Eleven dead in Gaza City, and Britain tuts from its imperial armchair. How predictable. How utterly Victorian.
The Foreign Office issues its familiar call for 'immediate de-escalation,' as if the Israelis and Palestinians were unruly schoolboys caught scrapping in the quad. They are not. They are civilisational proxies locked in a death spiral that mirrors the late Roman Empire's provincial wars.
What we witness is not a conflict. It is a decomposition. The old rules of just war, proportionality and distinction, have been replaced by the law of the kleptocratic strongman.

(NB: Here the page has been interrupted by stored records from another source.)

PR #36147, opened 2025-06-04
chore: WCAG(1.1.1) Added is='span' on fieldlabels to avoid orphaned form labels

ergot-rp:


dougfabris:
Hello @ergot-rp thanks for the contribution but can you tell me what is the goal of these changes? Basically we associate these labels with the inputs using `for` and `id`, so on my understanding they are not "orphaned"

apps/meteor/client/views/account/preferences/PreferencesHighlightsSection.tsx
```diff
@@ -13,9 +13,11 @@ const PreferencesHighlightsSection = () => {
 		<AccordionItem title={t('Highlights')}>
 			<FieldGroup>
 				<Field>
-					<FieldLabel htmlFor={highlightsId}>{t('Highlights_List')}</FieldLabel>
+					<FieldLabel is='span' id={highlightsId}>
+						{t('Highlights_List')}
+					</FieldLabel>
 					<FieldRow>
-						<TextAreaInput id={highlightsId} {...register('highlights')} rows={4} />
+						<TextAreaInput aria-labelledby={highlightsId} {...register('highlights')} rows={4} />
```
gabriellsh: Was this one supposed to be changed? Using the `Wave` chrome plugin, this section seemed to have no violations regarding this label.

apps/meteor/client/views/account/preferences/PreferencesMessagesSection.tsx
```diff
@@ -96,7 +98,7 @@ const PreferencesMessagesSection = () => {
 					</FieldHint>
 				</Field>
 				<Field>
-					<FieldLabel>{t('Message_TimeFormat')}</FieldLabel>
+					<FieldLabel is='span'>{t('Message_TimeFormat')}</FieldLabel>
 					<FieldLink href='/account/accessibility-and-appearance'>{t('Go_to_accessibility_and_appearance')}</FieldLink>
```
gabriellsh:
```suggestion
					<FieldLabel is='span' id={messageTimeFormatLabelId}>{t('Message_TimeFormat')}</FieldLabel>
					<FieldLink id={messageTimeFormatLinkId} aria-labelledby={`${messageTimeFormatLabelId} ${messageTimeFormatLinkId}`} href='/account/accessibility-and-appearance'>{t('Go_to_accessibility_and_appearance')}</FieldLink>
```

Just a small suggestion from something I read here: https://www.w3.org/WAI/WCAG21/Techniques/aria/ARIA7

Do you think this makes sense? If so, do you think we can apply this for all affected FieldLinks in this PR?

gabriellsh: PS: Not sure how these links are currently described by screen readers, and if this will make it better or worse. If you think navigation is better without adding this, let's keep like it is.

apps/meteor/client/views/account/preferences/PreferencesNotificationsSection.tsx
```diff
@@ -95,22 +98,18 @@ const PreferencesNotificationsSection = () => {
...
 						)}
 						{notificationsPermission !== 'denied' && notificationsPermission !== 'granted' && (
-							<>
-								<Button primary onClick={onAskNotificationPermission}>
-									{t('Enable_Desktop_Notifications')}
-								</Button>
-							</>
+							<Button primary onClick={onAskNotificationPermission}>
+								{t('Enable_Desktop_Notifications')}
+							</Button>
```
gabriellsh: Would it make sense to add an ID to this label, and aria-labelledby to the buttons? My concern is that the label as a span without any reference might be confusing to screen reader users. But adding it might also make the button label text be duplicated, being read like "Desktop notifications: enable desktop notifications". If this is not an issue please disregard.

apps/meteor/client/views/account/preferences/PreferencesNotificationsSection.tsx
```diff
@@ -218,7 +223,9 @@ const PreferencesNotificationsSection = () => {
 				{showMobileRinging && (
 					<Field>
 						<FieldRow>
-							<FieldLabel htmlFor={enableMobileRingingId}>{t('VideoConf_Mobile_Ringing')}</FieldLabel>
+							<FieldLabel htmlFor={enableMobileRingingId}>
+								{t('VideoConf_Mobile_Ringing')}
+							</FieldLabel>
```
gabriellsh: The linter is complaining about this section, and nothing has changed in it other than the line breaks. Can you revert it?

apps/meteor/client/views/account/preferences/PreferencesHighlightsSection.tsx
ergot-rp: No, my mistake. I reverted it

PR #36152, opened 2025-06-04
chore: Remove display modes and options from new navigation

yash-rajpal:

We are removing display modes and options from new navigation feature preview.

This PR only removes the UI elements from new navigation, doesn't remove the underlying settings and preferences as they will still be used by the old navigation. 
## Further comments

[SIDE2-43](https://rocketchat.atlassian.net/browse/SIDE2-43)

[SIDE2-43]: https://rocketchat.atlassian.net/browse/SIDE2-43?atlOrigin=eyJpIjoiNWRkNTljNzYxNjVmNDY3MDlhMDU5Y2ZhYzA5YTRkZjUiLCJwIjoiZ2l0aHViLWNvbS1KU1cifQ


juliajforesti (dismissed):
I would say this is a feat not a chore and add a changeset, emphasizing it affects only feature preview.

other than that I have a few concerns:
- why are we removing this?
- what happens if the user had a configuration and wants to change it? is the user going to have their current configuration forever?
or is this going to go somewhere else?

apps/meteor/client/sidebarv2/Sidebar.tsx
```diff
@@ -7,15 +7,12 @@ import SidebarFooter from './footer';
 import BannerSection from './sections/BannerSection';
 
 const Sidebar = () => {
-	const sidebarViewMode = useUserPreference('sidebarViewMode');
 	const sidebarHideAvatar = !useUserPreference('sidebarDisplayAvatar');
```
dougfabris: why are we keeping this?

dougfabris (changes requested):

apps/meteor/client/sidebarv2/Sidebar.tsx
yash-rajpal: Removed.

dougfabris (approved):

PR #36153, opened 2025-06-04
feat: support mapping users to exchange servers by domain

cardoso:
## Issue(s)

https://rocketchat.atlassian.net/browse/CONN-674

### DIFF
--- a/.changeset/new-doors-smash.md
+++ b/.changeset/new-doors-smash.md
@@ -1,0 +1,6 @@
+---
+'@rocket.chat/i18n': minor
+'@rocket.chat/meteor': minor
+---
+
+Prevents creation of unnamed Personal Access Tokens by requiring the form's `name` field fullfilment.
--- a/apps/meteor/client/providers/AuthenticationProvider/AuthenticationProvider.tsx
+++ b/apps/meteor/client/providers/AuthenticationProvider/AuthenticationProvider.tsx
@@ -114,7 +114,6 @@ const AuthenticationProvider = ({ children }: AuthenticationProviderProps): Reac
 					Accounts._unstoreLoginToken = _unstoreLoginToken;
 				};
 			},
-
 			queryLoginServices: {
 				getCurrentValue: () => loginServices.getLoginServiceButtons(),
 				subscribe: (onStoreChange: () => void) => loginServices.on('changed', onStoreChange),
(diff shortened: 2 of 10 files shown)


apps/meteor/app/api/server/helpers/getUserInfo.ts
```diff
@@ -25,13 +25,49 @@ const getUserPreferences = async (me: IUser): Promise<Record<string, unknown>> =
...
+ * @param email - The user's email object, which may contain the address and verification status.
+ * @returns The calendar settings for the user, including Outlook calendar settings if enabled.
+ */
+const getUserCalendar = (email: false | IUserEmail | undefined): IUserCalendar => {
+	const calendarSettings: IUserCalendar = {};
+
+	const outlook = {
+		Enabled: settings.get<boolean>('Outlook_Calendar_Enabled'),
+		Exchange_Url: settings.get<string>('Outlook_Calendar_Exchange_Url'),
+		Outlook_Url: settings.get<string>('Outlook_Calendar_Outlook_Url'),
```
aleksandernsilva, line 41: Could this be `enabled`, `exchangeUrl` and `outlookUrl`?

apps/meteor/client/hooks/roomActions/useOutlookCalenderRoomAction.ts
```diff
@@ -1,15 +1,15 @@
...
 
 const OutlookEventsRoute = lazy(() => import('../../views/outlookCalendar/OutlookEventsRoute'));
 
 export const useOutlookCalenderRoomAction = () => {
-	const enabled = useSetting('Outlook_Calendar_Enabled', false);
+	const user = useUser();
 
 	return useMemo((): RoomToolboxActionConfig | undefined => {
-		if (!enabled) {
+		if (!user?.settings?.calendar?.outlook?.Enabled) {
```
aleksandernsilva, line 12: This is a pretty long chain, it might worth moving this to it's own hook similar to `useUserId` or at least storing it in a variable to avoid repeating the chain. Same applies to the other files doing the same in this PR.

aleksandernsilva (dismissed):

apps/meteor/app/api/server/helpers/getUserInfo.ts
cardoso: I considered that, but it's better to keep consistency with the setting names.

apps/meteor/client/hooks/roomActions/useOutlookCalenderRoomAction.ts
cardoso: I think it's better not to hide what's happening here in a hook or variable, unless there's a concern other than style. 

The idea here is to keep the change minimal on the frontend, basically replacing usages of the `settings.get` with the new mapping on the backend.

PR #36156, opened 2025-06-04
fix: desktop notifications not respecting privacy settings

abhinavkrin:

This PR resolves an issue where the `Show Message in Notification` and `Show Channel/Group/Username in Notification` settings were not respected in desktop notifications. 

Key updates:
- Notification content now dynamically adheres to these privacy settings.
- Even when titles and message content are omitted, users are correctly redirected to the intended room using the room ID.
- Added support across all room types (channels, private groups, DMs, VoIP, and Livechat).
- Added comprehensive tests to validate different combinations of privacy settings.

https://github.com/user-attachments/assets/6be36dc9-dae2-4f38-8c05-7c073af0e7e1

## Steps to test or reproduce

1. Go to **Administration > Workspace > Settings > Push > Privacy**.
2. Disable one or both of:
   - *Show Message in Notification*
   - *Show Channel/Group/Username in Notification*
3. Trigger a message to a user.
4. Confirm the notification respects the settings (no content shown if disabled).
5. Click the notification and confirm the app navigates to the correct room.

## Further comments

[SUP-781](https://rocketchat.atlassian.net/browse/SUP-781)

[SUP-781]: https://rocketchat.atlassian.net/browse/SUP-781?atlOrigin=eyJpIjoiNWRkNTljNzYxNjVmNDY3MDlhMDU5Y2ZhYzA5YTRkZjUiLCJwIjoiZ2l0aHViLWNvbS1KU1cifQ


apps/meteor/definition/IRoomTypeConfig.ts
```diff
@@ -105,6 +105,7 @@ export interface IRoomTypeServerDirectives {
 		sender: AtLeast<IUser, '_id' | 'name' | 'username'>,
 		notificationMessage: string,
 		userId: string,
+		langauge?: string,
```
MarcosSpessatto:
```suggestion
		language?: string,
```

apps/meteor/server/lib/rooms/roomCoordinator.ts
```diff
@@ -41,14 +42,29 @@ class RoomCoordinatorServer extends RoomCoordinator {
...
+				let text;
+				let title;
+				let name;
+				if (showPushMessage) {
+					const useRealName = settings.get<boolean>('UI_Use_Real_Name');
+					const senderName = getUserDisplayName(sender.name, sender.username, useRealName);
+					text = `${senderName}: ${notificationMessage}`;
+				} else {
+					text = i18n.t('You_have_a_new_message', { lng });
+				}
```
MarcosSpessatto: This piece of code seems to be repeated over the room types, do you think we could extract it to a function and have it unit tested?

MarcosSpessatto (changes requested):

apps/meteor/server/lib/rooms/roomCoordinator.ts
abhinavkrin: Hey, I have move the logic to a separate function buildNotificationDetails. It makes sure about rights settings being applied. I have also added unit tests for the function.

apps/meteor/client/hooks/notification/useNotification.ts
```diff
@@ -63,56 +63,54 @@ export const useNotification = () => {
 			n.close();
 			window.focus();
 
-			if (!notification.payload._id || !notification.payload.rid || !notification.payload.name) {
-				return;
-			}
+			const jump = msgId && { jump: msgId };
```
gabriellsh, line 67: My only concern is the removal of these lines. I'm aware the type probably specifies these values are always present, but since it was there before, I wonder if there's a case where they might not be present, or be empty.

I'm open to having my mind changed though, would you like to share your opinion regarding my comment?

abhinavkrin: Only a room’s rid is ever required to navigate—you’ll always have it. Nevertheless, we still defensively check for it. The room’s display name may be omitted (for example, when “hide room name in notifications” is enabled), but routing falls back to the rid regardless. And if a specific message ID is supplied, we deep-link straight to that message; if not, we simply open the room identified by the rid.

gabriellsh: Cool, if that's the case this is ok. Thanks man!

apps/meteor/definition/IRoomTypeConfig.ts
gabriellsh: does the lan-gauge measure the lan? :trollface:

PR #36163, opened 2025-06-05
fix: incoming webhook message not respecting Message_MaxAllowedSize setting

abhinavkrin:

This PR fixes an issue where incoming webhook messages could exceed the allowed characters per message setting.
## Further comments

Closes [SUP-796](https://rocketchat.atlassian.net/browse/SUP-796)

[SUP-796]: https://rocketchat.atlassian.net/browse/SUP-796?atlOrigin=eyJpIjoiNWRkNTljNzYxNjVmNDY3MDlhMDU5Y2ZhYzA5YTRkZjUiLCJwIjoiZ2l0aHViLWNvbS1KU1cifQ


abhinavkrin:
A potentially more appropriate place for this validation could be within the `sendMessage` function (`apps/meteor/app/lib/server/functions/sendMessage.ts`). However, applying the check there might introduce regressions in scenarios where bypassing this limit is intentional or required by existing implementations. Need a second opinion on this.

Note: This refers to the `sendMessage` function, not the `sendMessage` method (`apps/meteor/app/lib/server/methods/sendMessage.ts`), which already enforces this setting.

PR #36164, opened 2025-06-05
chore: apps-engine tabs to spaces

d-gubert:

Change style definitions to better align with the rest of the project


packages/apps-engine/.prettierrc
sampaiodiego, line 1: is this file required at all? should it just be removed in favor of the main one?
https://github.com/RocketChat/Rocket.Chat/blob/846627bb8787d6e97ff69d451c65e9903e02e8df/.prettierrc#L2-L11

d-gubert: did

sampaiodiego (approved):

Issue #36087, opened 2025-05-27
[API Bug] `chat.getPinnedMessages` does not support `sort` parameter despite documentation


Jacksonzhang0316:
## Description

The official documentation for the `GET /api/v1/chat.getPinnedMessages` endpoint states that a `sort` parameter can be passed to sort pinned messages. However, after reviewing the actual source code of the endpoint, it appears that the `sort` parameter is neither parsed nor passed into the internal message query function, rendering it ineffective.

## Steps to Reproduce

1. Call the `chat.getPinnedMessages` endpoint with a `sort` query parameter, e.g.:
GET /api/v1/chat.getPinnedMessages?roomId=GENERAL&sort={"ts":-1}

(Properly URL-encoded: `sort=%7B%22ts%22%3A-1%7D`)

2. The response always returns messages in the default order (likely unsorted or backend-determined), and the sort order has no effect.

## Source Code Analysis

The current implementation of `chat.getPinnedMessages` does not parse or forward the `sort` parameter:

```ts
const { cursor, totalCount } = Messages.findPaginatedPinnedByRoom(roomId, {
skip: offset,
limit: count,
// missing: sort
});
```

Even though the internal Messages.findPaginatedPinnedByRoom method does accept a FindOptions<IMessage> object that includes a sort field:

```
findPaginatedPinnedByRoom(roomId: IMessage['rid'], options?: FindOptions<IMessage>): FindPaginated<FindCursor<IMessage>> {
  const query: Filter<IMessage> = {
    t: { $ne: 'rm' },
    _hidden: { $ne: true },
    pinned: true,
    rid: roomId,
  };

  return this.findPaginated(query, options);
}
```

## Expected Behavior
The API should properly accept and parse the `sort` parameter (e.g., `{"ts": -1}`) from the query string and pass it to `Messages.findPaginatedPinnedByRoom()`.

PR #36172, opened 2025-06-06
fix: adds support for the `sort` parameter in the `getPinnedMessages` API

zscontributor:
## Summary
This pull request adds support for the `sort` parameter in the `getPinnedMessages` API, which was previously missing.

## Details

After reviewing the current Rocket.Chat source code, the following points were confirmed:
1. The `getPinnedMessages` API uses `findPaginatedPinnedByRoom`, which takes `FindOptions<IMessage>` as the `options` parameter.
2. `FindOptions` includes a `sort` property that can be used to control the result ordering.
3. `findPaginated` (used internally by `findPaginatedPinnedByRoom`) also supports sorting via the `options` parameter.

##  Conclusion
Therefore, adding support for the `sort` parameter in the `getPinnedMessages` API is appropriate and consistent with the current implementation.

## Issue(s)
https://github.com/RocketChat/Rocket.Chat/issues/36087


apps/meteor/tests/end-to-end/api/chat.ts
```diff
@@ -2869,6 +2869,52 @@ describe('[Chat]', () => {
 					})
 					.end(done);
 			});
+
+			it('should return a list of pinned messages sorted by timestamp in descending order by default', (done) => {
```
KevLehman, line 2927: I know other tests in this file are with callbacks but could you change these new ones to use async/await pls?

apps/meteor/tests/end-to-end/api/chat.ts
```diff
@@ -2869,6 +2869,52 @@ describe('[Chat]', () => {
...
+					})
+					.expect('Content-Type', 'application/json')
+					.expect(200)
+					.expect((res) => {
+						expect(res.body).to.have.property('success', true);
+						expect(res.body).to.have.property('messages').and.to.be.an('array');
+						expect(res.body.messages.length).to.be.equal(1);
+						// Verify messages are sorted by ts in ascending order
+						const { messages } = res.body;
+						for (let i = 0; i < messages.length - 1; i++) {
```
KevLehman, line 2965: maybe a for..of or a map? (or even a foreach?)

apps/meteor/app/api/server/v1/chat.ts
```diff
@@ -506,6 +507,7 @@ API.v1.addRoute(
 			const { cursor, totalCount } = Messages.findPaginatedPinnedByRoom(roomId, {
 				skip: offset,
 				limit: count,
+				sort: sort || { ts: -1 },
```
KevLehman, line 548: This endpoint uses an AJV schema for validating the params
Would you mind checking if the schema for it accepts the `sort` param already? You can find it really close to the `isChatGetPinnedMessagesProps` function, on rest-typings package

KevLehman (changes requested):

PR #36189, opened 2025-06-10
test: Automate the functionality for quoting an attachment with description. 

Harmeet221:
JIRA TASK: 

Test 1: should show file preview and description when quoting a message with attachment in the channel
Steps:
- Send message with attachment in the channel
- Quote the message with attachment
- Verify the quoted message appears correctly
Test 2: Should quote attachment file within a thread
- Send initial message in channel
- Create thread and send message with attachment
- Quote the message with attachment in thread
- Verify the quoted message appears correctly in thread


Harmeet221:
not required

PR #317, opened 2026-06-03
perf(queue_storage): drop leases.heartbeat_at write + state_hb index in receipts mode (#169 B1)

hardbyte:
## Summary

P3 from the long_horizon post-mortem on #169. In receipts mode (the only supported shape for the default `awa` schema), heartbeats land in `attempt_state.heartbeat_at` via the receipts upsert. The `UPDATE leases SET heartbeat_at = clock_timestamp()` that also fired on every heartbeat was redundant — and a non-HOT update because `(state, heartbeat_at)` indexed both columns. Every heartbeat on a running job paid 2 dead index entries per partial index per partition.

Builds on #316 (maintenance backoff + hysteresis). Together these are the two biggest hot-path non-HOT writes from the audit on the leases table.

## Four coordinated changes

1. **`heartbeat_batch` / `heartbeat_progress_batch`** skip the `UPDATE leases` in receipts mode. attempt_state upsert is now the only write. Legacy non-receipts custom schemas keep the old behavior unchanged. Function signatures and return semantics preserved.
2. **Three `LeaseJobRow` SELECTs** read `COALESCE(attempt.heartbeat_at, lease.heartbeat_at)` so `JobRow.heartbeat_at` API surface is preserved in both modes. They already `LEFT JOIN attempt_state`, so no new joins.
3. **`rescue_stale_heartbeats`** skips the leases-side scan in receipts mode. The `rescue_stale_receipt_claims_tx` call already handles rescue from `attempt_state.heartbeat_at`; without the leases write, the leases scan would match zero rows but still walk the table/index.
4. **`idx_<schema>_leases_<slot>_state_hb` dropped** from v023's install helper + new v025 migration. Legacy non-receipts custom schemas fall back to a seq-scan of running rows during rescue (30s cadence, LIMIT 500, bounded by worker concurrency).

## Tests

- `migrate_leaves_no_state_hb_index_on_default_schema` — v025 drops the indexes on `awa`.
- `prepare_schema_does_not_create_state_hb_index` — v023 helper doesn't create them on fresh custom-schema prepare.
- All existing fillfactor + maintenance tests continue to pass.

## Test plan

- [x] `cargo fmt --all`
- [x] `cargo build --workspace`
- [x] `cargo test -p awa-model` — full set passing (66 unit + 10 + 7 + 6 + 2 + 2 = ~93 integration)
- [x] `cargo test -p awa-worker --lib` — 28 passing
- [x] Smoke: applied migrations to local DB, confirmed all `idx_*_state_hb` indexes removed via `pg_class`

## Follow-ups (out of scope)

- `awa.jobs_compat()` view (v019) still projects `leases.heartbeat_at` rather than COALESCEing — that's a SQL-only consumer surface; the Rust API path is closed by this PR. A v026 to update that view is the cheap follow-up.
- The next `long_horizon` re-run on post-PR main, paired with the bench from #316, is the gate for whether this changes the pinned-MVCC cliff.

## Summary by CodeRabbit

* **Bug Fixes**
  * Fixed heartbeat tracking for receipt-mode operations to use the correct data source.

* **Performance**
  * Removed unused database indexes to improve storage efficiency and query performance.

* **Tests**
  * Added validation test to ensure heartbeat-related indexes are properly removed.

* **Chores**
  * Updated database schema version to reflect optimization changes.

### DIFF
--- a/awa-model/migrations/v023_install_queue_storage_substrate.sql
+++ b/awa-model/migrations/v023_install_queue_storage_substrate.sql
@@ -909,10 +909,14 @@ BEGIN
             p_schema, v_slot, p_schema, format('leases_%s', v_slot)
         );
 
-        EXECUTE format(
-            'CREATE INDEX IF NOT EXISTS idx_%s_leases_%s_state_hb ON %I.%I (state, heartbeat_at)',
-            p_schema, v_slot, p_schema, format('leases_%s', v_slot)
-        );
+        -- #169 B1: idx_state_hb dropped. In receipts mode (the only
+        -- supported shape for the default `awa` schema)
+        -- `leases.heartbeat_at` is never written, so the index would
+        -- be empty; the rescue path reads `attempt_state.heartbeat_at`
+        -- instead. Legacy non-receipts custom schemas fall back to a
+        -- seq-scan of `WHERE state='running'` rows (bounded by live
+        -- worker count, called at 30s cadence) — acceptable. v025
+        -- drops the index from existing 0.6 deployments.
 
         EXECUTE format(
             'CREATE INDEX IF NOT EXISTS idx_%s_leases_%s_state_deadline ON %I.%I (state, deadline_at)',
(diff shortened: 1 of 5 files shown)


hardbyte:
Combined #316 + #317 long_horizon validation has been posted to #169: https://github.com/hardbyte/awa/issues/169#issuecomment-4617798666\n\nShort version: B1 appears to work (lease/attempt heartbeat churn is no longer dominant), but the combined branch still fails idle_1 under pinned MVCC (end depth 223,082, completion ~512/s vs 800/s offered). So #317 is useful, but not sufficient to close #169 by itself or in combination with #316.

Israel bombs with surgical precision tailored to its own political survival. Hamas fires rockets with the mathematical certainty that they will provoke more funerals than photo opportunities. And Britain?
Britain plays the liberal hegemon, a ghost haunting a theatre it no longer owns. The Empire is dead. Its moral authority died with Suez.
Now it issues statements. It does not impose consequences. The eleven dead are not a tragedy.
They are a symptom of a world that has forgotten how to be civilised. De-escalation is a fantasy when both sides believe annihilation is the only negotiator. Rome fell because it stopped believing in its own laws.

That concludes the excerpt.